I'm not sure if this is possible on an ebike (I have zero experience with them, as they're not legal most places near me, so I haven't looked into them much). But if it were a normal bike, its another option to consider.


----------



## eb1888 (Jan 27, 2012)

If your last bike was a Fuel Ex in Medium, a new bike with longer modern geo could be too big for you in a Large.
You can push your seat forward besides the other things.


----------



## minimusprime (May 26, 2009)

the rise comes with a 55mm stem and bars that have a small amount of rise. Get a 40mm stem and a 35-40mm rise bar. One of my personal favorites is the PNW range handlebar as it's 2014 aluminum which has nice vibration damping, 35mm rise and a bit more back sweep then is typical. As some one whom has back issues, and has sprained their hands more then a few times, it's a great bar for this bike. Fwiw, I have an XL rise and my wife has a M, I'm 6'2" she's 5'8" and neither of us are on the stock handlebar or stem.


----------



## allroads (Feb 24, 2004)

For the OP, have you considered your saddle tilt, and saddle profile for that matter, as part of the equation? The saddle angle can pitch you forward and thereby increase the forward lean and the weight on your hands. Of course, there are also other limits of comfort to consider when changing the saddle tilt.

Just a thought...


----------



## GoldenKnightMTB (11 mo ago)

I have a similar issue, my left wrist goes numb when I'm going downhill. I have tried rotating my grip angle, adjusting my dropper lever, brakes. I feel like my bars tilt down a bit. Should I rotate them forward/up a bit. 
Anyone had experience with Intense grips? which I'm using.


----------



## goofyarcher (Jul 12, 2020)

On my 2022 trek i went to 35mm 8% bars Spanks vibracore fixed it for me


----------



## elder_mtber (Jan 13, 2004)

eb1888 said:


> If your last bike was a Fuel Ex in Medium, a new bike with longer modern geo could be too big for you in a Large.
> You can push your seat forward besides the other things.


Going to try the seat forward adjustment. Thanks.


----------



## Cary (Dec 29, 2003)

elder_mtber said:


> Going to try the seat forward adjustment. Thanks.


Would help a great deal if you tell your height, if you are normally proportioned, and post a photo of the bike from the side. Right now we are shooting in the dark. More information will result in better advice.


----------



## Cary (Dec 29, 2003)

GoldenKnightMTB said:


> I have a similar issue, my left wrist goes numb when I'm going downhill. I have tried rotating my grip angle, adjusting my dropper lever, brakes. I feel like my bars tilt down a bit. Should I rotate them forward/up a bit.
> Anyone had experience with Intense grips? which I'm using.
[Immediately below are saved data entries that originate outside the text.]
PR #638, opened 2020-04-17
guarantee Grafana and Prometheus resources

slimsag:
See inline comments for details.

This change should be cherry-pick'd onto 3.15 before release.

### DIFF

Play with tilt, try different grips. Both are very personal and what helps one person may not help another. For me going to smaller grips helps with numbness,despite having relatively large hands. My buddy, it was larger grips.


----------



## Shark (Feb 4, 2006)

Are you sure the nose of the seat isn't slightly too low?

It doesn't take much.

Sent from my SM-G991U using Tapatalk


----------



## vikb (Sep 7, 2008)

elder_mtber said:


> On my mountain bike, I definitely feel like there is too much weight on my hands, especially when seated and maybe riding an easy, smooth trail.
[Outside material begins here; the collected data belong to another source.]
PR #656, opened 2020-04-23
back to root user

uwedeportivo:
this brings the default base back to root user and provides an overlay for customers that want to run as non-root.

kubectl-apply-all.sh is back to its previous glory along with base.

overlays are self-contained but do need the overlay-generate-cluster.sh to operate.

overlay-generate-cluster.sh takes two arguments: the overlay to use and the directory where it outputs the generated cluster.

one additional advantage of this approach is that overlay users can now also do apply -f --prune on the generated manifests. before they couldn't use prune with apply -k (well, they could but would run the risk that their whole deployment would disappear).

i will change documentation to describe all this if this approach is approved.


slimsag:
briefly adding some additional context for e.g. Keegan or others who weren't in the distribution call:

In short, a customer upgraded to this but the experience with merge conflicts etc. was quite painful so we're now trying to undo it by-default and make it optional as a kustomize overlay so that most of our users do not have to go through the pain of migrating to this non-root world.

PR #664, opened 2020-04-28
cherry-pick back to root

uwedeportivo:
tough one


uwedeportivo:
tested several permutations with test cluster on gke

uwedeportivo:
with my apologies and in the interest of shipping the security fix, i'll land this

PR #665, opened 2020-04-29
update docker image tags to 3.14.4

uwedeportivo:
don't wait for renovate


uwedeportivo:
with my apologies and in the interest of shipping the security fix, i'll land this

PR #674, opened 2020-05-04
move from deployment to statefulset

davejrt:
a template for the migration to statefulsets where a deployment has a single replicate with a volume attached see issue sourcegraph/sourcegraph#2076


davejrt:
@sourcegraph/distribution raising this as a lifting off point to discuss what migrating to statefulsets would look like to the rest of the services.

uwedeportivo:
i read through the issue. i'm not sure i understand. our pvc says "ReadWriteOnce", isn't that enough to prevent corruption ? the only loophole i can think of is if a rolling update puts the new pod on the same node as the old pod. maybe that is a possibility. on the other hand moving to a statefulset is harmless, so i guess you're right: we should do it for singletons too.

davejrt:
It's harmless and I'd say whilst the accessmode does that, and we aren't specifying anti affinity rules this is the best way to avoid it, especially for those customers who could run into trouble and don't have the immediate knowledge on hand to avoid or fix this issue.

davejrt:
As mentioned, this is more of an example just to ensure we're happy with the approach before I proceed to change the rest of the services.

beyang:
LGTM. One thing to note is that for Grafana is that I don't think we really care about the data on the PV, because the dashboards all come from the ConfigMap. The site admin can in theory create their own in the GUI, and these *would* be lost in this migration, but I don't know of any customers that have actually done this (@slimsag should we actively discourage this in the docs?).

We *do*, however, care about the data for other services (e.g., Postgres, Redis), and the overhead of doing the migration might mean we push off migrating those to StatefulSets, unless we can think of a clean way to do the migration for all customers.

davejrt:
Sounds good. I am going to put a separate PR with something like redis with recreate as an alternative for the team to review/discuss.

Higher bars and/or a slacker seat tube will both reduce weight on the hands. A shorter stem could help depending on what you are running now.


----------



## TwoTone (Jul 5, 2011)

elder_mtber said:


> Yes, new bike. 2022 Orbea Rise M20 Large. Regular bike is 2017 Trek Fuel Ex 9.9 Medium. I have not tried to look up measurements like top tube. I could do that, though.
> 
> Thanks for input.


Good luck. I had the same problem with a new Ripley V4 I bought, ended up selling it.


----------



## grabek (Aug 4, 2006)

Had same problem. New geo bike with steep STA - too much weight on hands vs. old geo bike which feels fine. Riser bar, grips, shorter/longer stem - nothing solve my problem. 
One thing which make a difference was to move saddle back on rails. It turns out I prefer to sit more "behind" cranks.


----------



## WhiteDLite (Mar 4, 2016)

grabek said:


> Had same problem. New geo bike with steep STA - too much weight on hands vs. old geo bike which feels fine. Riser bar, grips, shorter/longer stem - nothing solve my problem.
> One thing which make a difference was to move saddle back on rails. It turns out I prefer to sit more "behind" cranks.
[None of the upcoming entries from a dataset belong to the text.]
PR #440, opened 2022-12-04
[svelte-virtual] Fix  called Virtualizer.setOptions and then Virtualizer to stop working.

### LINKED ISSUE #429: Svelte-adapter infinite list
### Describe the bug

Unable to use setOptions to increase count - when I do this the vrtual listscroll breaks.

https://stackblitz.com/edit/vitejs-vite-j5so1j?file=src%2FApp.svelte

### Steps to reproduce

Scroll down virtual list it will trigger a call to setOptions

### Expected behavior

Virtual list to append new data and enable continuous loading

Every time

### Screenshots or Videos

_No response_

### Platform

windows chrome

### tanstack-virtual version

3.0.0-beta.23

### TypeScript version

_No response_

### Additional context

		"@tanstack/svelte-virtual": "^3.0.0-beta.23",
		"@tanstack/virtual-core": "^3.0.0-beta.23",
		"svelte": "^3.50.1",
		"@sveltejs/kit": "1.0.0-next.544",

### Terms & Code of Conduct

YeungKC:
Currently, the parameter type of `Virtualizer.setOptions` is `Virtualizer<TScrollElement, TItemElement>`, so `onChange` for update virtualizer instance  and the default parameters for `createVirtualizer` and `createWindowVirtualizer` are lost, which is very inconvenient for using svelte-virtual.

Improvement
Now calling `createVirtualizerBase` will provide a setOptions that can set any part of the options, and the other properties are `Virtualizer.options`.

fix #429


YeungKC:
Please review this PR

@hipstermojo @tannerlinsley

piecyk (commented):
@YeungKC what not use options from virtualizer?
```tsx
virtualizer.setOptions({
  ...virtualizer.options,
  count: 2,
})
  ```
  
Could you create minimal codesandbox example?

**Comment by YeungKC** [comment]
> 

If I need set a new onChange and then Virtualizer will be stop.

I think this is a very simple issue. I prefer not to create codesandbox examples. If you are interested, you can check this code.

https://github.com/YeungKC/mvm-site/blob/master/src/routes/(drawer)/transactions/%2Bpage.svelte#L62- L63

**Comment by YeungKC** [comment]
https://stackblitz.com/edit/vitejs-vite-kqnr2s?file=src/App.svelte

I make a codesandbox example.

@piecyk

**Comment by JohnRSim** [comment]
Thanks @YeungKC works great for me.

**Comment by JohnRSim** [comment]
@YeungKC  if I add an image to each row and open chrome tools I'm getting images flicker.
I'm not sure what's causing it atm..  It also happens when browser requires a lot of resource and  chrome tools are closed. 

Svelte
https://stackblitz.com/edit/vitejs-vite-bri3k6?file=src%2FApp.svelte

https://user-images.githubusercontent.com/364208/211013553-7c84d641-35ba-4c07-821d-ef9bc93c72cf.mp4



I'm unable to replicate in react.. :
React
https://codesandbox.io/s/nervous-faraday-j08y0m?file=/src/main.tsx

**Comment by JohnRSim** [comment]
Switched to the official Svelte adapter and upgraded packages .35 and am able to replicate with svelte. 
Any ideas on this?

https://stackblitz.com/edit/vitejs-vite-gwmue4?file=src%2FApp.svelte,package.json

**Comment by JohnRSim** [comment]
ok looks like it is just an issue with 
- Chrome Version 111.0.5529.0 (Official Build) canary (64-bit) 

These 2 works fine on Windows 10 bootcamp
- Firefox 108.02 (64-bit)
- Chrome Version 108.0.5359.125 (Official Build) (64-bit)

I'll do a few more tests 
- but it's weird that I'm unable to replicate the issue at all with React; but can with svelte on canary with chrome tools open..

**Comment by YeungKC** [comment]
I guess this issue is caused by the cache control and the overscan parameter.

When open Chrome tools, default cache control is disable, and the svelte example didn't set the overscan, and then when load a new image of item, it need to reload the image, when the image begin loading, the image size is zero. when it is loaded, the image will have size.

finally, it flash.

**Comment by JohnRSim** [comment]
On Svelte if I added as a test overscan: 50  then any items after 50 flicker for me in svelte? 
I thought overscan does a scan of items before and after - it looks like this might be the issue?
I tried the default of 5 and saw flicker at 25 items 

@piecyk Could you take a quick look and confirm if the issue is with overscan logic where it only scans the initial set of items..
I'm unable to replicate the issue with react works perfectly.

Thanks

**Comment by JohnRSim** [comment]
https://stackblitz.com/edit/vitejs-vite-gwmue4?file=src%2FApp.svelte,package.json

I've updated this example with 20 items first 20 do not flicker - the rest do as I scroll down with the official adapter.
If I change overscan to 50 the full list then none of them flicker I can scroll to the bottom and top without issue.

File: packages/svelte-virtual/src/index.ts [hunk 1]
```diff
@@ -11,29 +11,53 @@ import {
...
+}
 
 function createVirtualizerBase<
   TScrollElement extends Element | Window,
   TItemElement extends Element,
 >(
   options: VirtualizerOptions<TScrollElement, TItemElement>,
-): Readable<Virtualizer<TScrollElement, TItemElement>> {
+): Readable<SvelteVirtualizer<TScrollElement, TItemElement>> {
+  let originalOnChange = options.onChange
```
piecyk, line 31: Why we need originalOnChange here?

packages/svelte-virtual/src/index.ts
```diff
@@ -11,29 +11,53 @@ import {
...
+  setOptions: (
+    options: Partial<VirtualizerOptions<TScrollElement, TItemElement>>,
+  ) => void
+}
 
 function createVirtualizerBase<
   TScrollElement extends Element | Window,
   TItemElement extends Element,
 >(
   options: VirtualizerOptions<TScrollElement, TItemElement>,
```
piecyk, line 29: Let's rename it to initialOptions

packages/svelte-virtual/src/index.ts
```diff
@@ -11,29 +11,53 @@ import {
...
       ...options,
       onChange: (instance: Virtualizer<TScrollElement, TItemElement>) => {
-        set(instance)
-        options.onChange?.(instance)
+        virtualizerWritable.set(instance)
+        originalOnChange?.(instance)
       },
     })
+    virtualizer._willUpdate()
+  }
```
piecyk, line 51: I think we can drop the `originalOnChange` and go with?
```ts
const setOptions = (
  options: Partial<VirtualizerOptions<TScrollElement, TItemElement>>,
) => {
  const resolvedOptions = {
    ...virtualizer.options,
    ...options,
  }
  originalSetOptions({
    ...resolvedOptions,
    onChange: (instance) => {
      virtualizerWritable.set(instance)
      resolvedOptions.onChange(instance)
    },
  })
  virtualizer._willUpdate()
}
  ```

piecyk (commented):
Looks good added few minor comments, thanks @YeungKC 👏

packages/svelte-virtual/src/index.ts
YeungKC: Cause the options type is `Partial<VirtualizerOptions<TScrollElement, TItemElement>>`, and then options maybe didn't have `onChange`, so it need call last `onChange`.

That's why we need `originalOnChange`.

piecyk: I think we don't need it, if merge options with virtualizer.options

PR #466, opened 2023-01-06
fix(virtual-core): round element rect values

piecyk:


salazarm:
whyyyyyyy

salazarm:
the rounding is causing our elements to be too small and their box-shadow gets cut-off by the next element

piecyk:
Hey @salazarm, you can always override observeElementRect with your own implementation if needed!

PR #472, opened 2023-01-16
Fix the loop call onChange

YeungKC:


YeungKC:
@piecyk Because the PR span is very long, I forgot some details.

YeungKC:
Since core is also beta at present, changes are relatively frequent, and I will not add tests in the near future.

piecyk:
> Since core is also beta at present, changes are relatively frequent, and I will not add tests in the near future.

I think we are pretty close to stable release, also without test we don't know if changes in core broke something in svelte adapter 🤷‍♂️ Was thinking on something simple, like test that the list is rendered.

YeungKC:
> > Since core is also beta at present, changes are relatively frequent, and I will not add tests in the near future.
> 
> 
> 
> I think we are pretty close to stable release, also without test we don't know if changes in core broke something in svelte adapter 🤷‍♂️ Was thinking on something simple, like test that the list is rendered.

Actually the svelte, react, vue version is very simple, if the core code already has test code to ensure stability, most of the time is stable, if the core code is already a stable version, I will consider add test code to the svelte code.

PR #486, opened 2023-01-26
Fix stale range when updating options

### LINKED ISSUE #485: Virtual list is re-rendered with a stale range initially when changing options
### Describe the bug

When changing `options.count` the list is re-rendered once with a stale range and is then re-rendered again with an updated range. It can lead to a flash of content.

Preview: https://81gdxs.sse.codesandbox.io/
Edit: https://codesandbox.io/s/brave-firefly-81gdxs

### Steps to reproduce

1. Go to https://81gdxs.sse.codesandbox.io/
2. Open the browser debugger
3. Click on the button "20" in the page
4. The debugger will pause the execution, at this point you can observe that the list has been re-rendered with the new rows. But it doesn't render enough items to fill the visible area.
5. Resume execution, the list will be re-rendered with enough items to fill the visible area.

### Expected behavior

What is strange is that it does render with the new elements but some numbers are out of date. So the list is partially updated.

I would expect the list to re-render with everything updated in a single render. Or at least not render with partially updated data.

Every time

### Screenshots or Videos

https://user-images.githubusercontent.com/2291025/214835443-5d387247-db02-45bf-9e40-1e66de4c31d0.mov

### Platform

- OS: MacOS
- Browser: Brave

### tanstack-virtual version

3.0.0-beta.39

### TypeScript version

_No response_

### Additional context

_No response_

### Terms & Code of Conduct

zhouzi:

Well now I'm going to try moving seat back.. I've never thought moving it back would relieve some hand pressure. Seems counterintuitive, but I'll try it. Thanks,


----------



## NC_Foothills_Rider (11 mo ago)

I was having a similar issue on my new bike with the OEM 20mm riser bar with maximum spacers underneath the stem. Replaced with 40mm riser and lowered it 10mm on the steerer. Slightly increased reach and raised the grips about 10-15mm over the stock setup. It doesn't sound like much but it made a very noticeable difference in terms of weight distribution for better cornering and somehow my hands weren't going numb on my last two rides.

.


----------



## pedalinbob (Jan 12, 2004)

WhiteDLite said:


> Well now I'm going to try moving seat back.. I've never thought moving it back would relieve some hand pressure. Seems counterintuitive, but I'll try it. Thanks,


This.
There are other excellent excellent pieces of advice, but this one is huge.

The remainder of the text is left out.